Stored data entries
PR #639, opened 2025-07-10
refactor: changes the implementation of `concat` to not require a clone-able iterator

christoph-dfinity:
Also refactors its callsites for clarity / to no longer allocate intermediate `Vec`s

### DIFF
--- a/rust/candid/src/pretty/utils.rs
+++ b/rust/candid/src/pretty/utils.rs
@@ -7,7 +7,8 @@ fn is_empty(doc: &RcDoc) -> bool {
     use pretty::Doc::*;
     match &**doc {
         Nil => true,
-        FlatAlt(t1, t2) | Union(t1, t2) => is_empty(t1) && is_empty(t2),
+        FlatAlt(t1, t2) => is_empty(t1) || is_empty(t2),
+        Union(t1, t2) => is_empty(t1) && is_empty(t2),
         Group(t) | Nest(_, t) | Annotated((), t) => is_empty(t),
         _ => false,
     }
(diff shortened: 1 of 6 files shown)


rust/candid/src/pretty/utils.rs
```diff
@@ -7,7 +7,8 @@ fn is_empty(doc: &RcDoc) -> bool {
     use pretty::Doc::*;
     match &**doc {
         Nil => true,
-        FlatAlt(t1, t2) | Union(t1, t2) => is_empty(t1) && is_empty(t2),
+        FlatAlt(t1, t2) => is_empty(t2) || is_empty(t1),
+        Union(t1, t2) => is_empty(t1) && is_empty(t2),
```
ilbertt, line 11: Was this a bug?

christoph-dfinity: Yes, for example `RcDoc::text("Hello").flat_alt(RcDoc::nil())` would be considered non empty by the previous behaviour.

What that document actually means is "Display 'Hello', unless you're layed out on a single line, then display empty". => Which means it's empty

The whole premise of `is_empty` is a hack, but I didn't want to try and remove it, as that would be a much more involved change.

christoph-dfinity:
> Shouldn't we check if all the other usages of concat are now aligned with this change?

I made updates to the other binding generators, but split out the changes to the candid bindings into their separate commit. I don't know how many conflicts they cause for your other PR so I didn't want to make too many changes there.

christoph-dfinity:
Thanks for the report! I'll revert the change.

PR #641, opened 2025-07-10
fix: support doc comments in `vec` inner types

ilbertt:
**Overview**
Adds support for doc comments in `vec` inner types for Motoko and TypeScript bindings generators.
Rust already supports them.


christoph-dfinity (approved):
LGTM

▶ Task to carry out
Total the lines of the data that include the word "generators", and give that total as the sole response.

▶ Answer to this problem
2